PR #2019, opened 2021-01-05
Find methods in base classes

### LINKED ISSUE #1994: ServiceProviderMethodCaller cannot resolve factory methods in base class.
Hello Rocky,

OK, I have to bring up the `ObjectFactory` failing with base classes in V5 again. You're right in the method for finding object factory methods hasn't changed, however now you're calling `ServiceProviderMethodCaller.FindDataPortalMethod` in `DataPortalT` before the factory method. That method is failing to find factory methods in an object factory base class. After some searching and reading issue #1789, I've confirmed the call to `factoryType.GetMethods(_factoryBindingAttr)` only returns the declared level methods because of the `BindingAttribute`. The original `MethodCaller.FindMethod` will iterate through the base classes trying to find the method.

`ServiceProviderMethodCaller.FindDataPortalMethod` iterates through business class bases instead. So I'm thinking the `_factoryBindingAttr` field could be changed so all methods for all levels of a factory class can be found?

rockfordlhotka:
Closes #1994

### DIFF
--- a/Source/Csla.Shared/Reflection/ServiceProviderMethodCaller.cs
+++ b/Source/Csla.Shared/Reflection/ServiceProviderMethodCaller.cs
@@ -22,8 +22,8 @@ namespace Csla.Reflection
   /// </summary>
   public static class ServiceProviderMethodCaller
   {
-    private static readonly BindingFlags _bindingAttr = BindingFlags.Instance | BindingFlags.NonPublic | BindingFlags.DeclaredOnly;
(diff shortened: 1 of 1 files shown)


rockfordlhotka:
@kellyethridge can you review this PR?

I think removing the `DeclaredOnly` limitation fixes the problem - at least it does in my test.

```c#
    private static readonly BindingFlags _bindingAttr = BindingFlags.Instance | BindingFlags.NonPublic;
    private static readonly BindingFlags _factoryBindingAttr = BindingFlags.Instance | BindingFlags.Public | BindingFlags.NonPublic;
```

kellyethridge:
The call to `ServiceProviderMethodInfo FindDataPortalMethod` is indeed finding methods in an object factory's base class. So I'll call that a success :)

Issue #1738, opened 2020-07-27
Require initialization of Dependency Injection for use of CSLA .NET


rockfordlhotka:
The .NET Framework 4.8 and .NET Core (and .NET 5) support the same standard .NET dependency injection subsystem. 

CSLA has used this since CSLA version 3.0, but some of the code in CSLA is rather ugly because we support the DI _and pre-DI_ implementations of various concepts. Starting with version 6 we'll be requiring that a DI service provider be initialized to use CSLA .NET, allowing us to assume it exists within the CSLA implementation.

This is no different from how modern ASP.NET requires initialization of DI, and increasingly people are initializing DI in other hosts such as WPF, WinUI, Xamarin, Blazor, etc.

Using DI to create types means that private constructors for domain business classes is no longer supported. This hasn't been supported when using `MobileFormatter` for many years, and now it is not supported in any scenario.

JasonBock:
I can't say I agree or disagree because I don't exactly get what you mean by this. Does this mean a developer will always have to call `AddCsla()` now when an application "starts up", even if there are no dependencies involved?

rockfordlhotka:
Yes, exactly. That allows the code inside CSLA to stop using `Activator.CreateInstance` in favor of the new DI-based activator that does injection.

It also means we can do things like use DI within CSLA itself to inject things like config or other values throughout the framework.

JasonBock:
Part of me wonders if there's an analyzer in play, but I don't know if it's possible to write an analyzer that says, "hey, you never called `AddCsla()` in your code."

ShaiCohen26:
I _think_ @rockfordlhotka means that if you do not initialize Dependency Injection, CSLA will throw a _runtime_ exception. 

> Starting with version 6 we'll be requiring that a DI service provider be initialized to use CSLA .NET, allowing us to **_assume_** it exists within the CSLA implementation. (emphasis added)

A poor analogy of the new behavior is connection strings. Your codebase assumes the referenced connection string exists; however if the connection string is missing, a runtime exception is thrown.

rockfordlhotka:
Yes, that is exactly what will happen.

It will probably happen early, because I expect the data portal to use DI to configure itself, so the first attempt to call the data portal will result in runtime failure.

rockfordlhotka:
This discussion is valuable to consider when implementing this change: #1983

rockfordlhotka:
In this latest commit I have changed my approach a little.

[...]

PR #2028, opened 2021-01-10
Fall back to default provider if scoped is not available

rockfordlhotka:
#1738 Fall back to default provider if scoped is not available


dazinator (approved):
Looks fine to me. Noted you didn't use null coalescence for terseness and assume that's a style preference, i.e
`var provider = ApplicationContext.ScopedServiceProvider ?? ApplicationContext.DefaultServiceProvider`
____________________
> **REQUIRED WORK**: Locate the word "object" in the data above. Copy every line carrying it.

> **EXERCISE SOLUTION**:
OK, I have to bring up the `ObjectFactory` failing with base classes in V5 again. You're right in the method for finding object factory methods hasn't changed, however now you're calling `ServiceProviderMethodCaller.FindDataPortalMethod` in `DataPortalT` before the factory method. That method is failing to find factory methods in an object factory base class. After some searching and reading issue #1789, I've confirmed the call to `factoryType.GetMethods(_factoryBindingAttr)` only returns the declared level methods because of the `BindingAttribute`. The original `MethodCaller.FindMethod` will iterate through the base classes trying to find the method.
The call to `ServiceProviderMethodInfo FindDataPortalMethod` is indeed finding methods in an object factory's base class. So I'll call that a success :)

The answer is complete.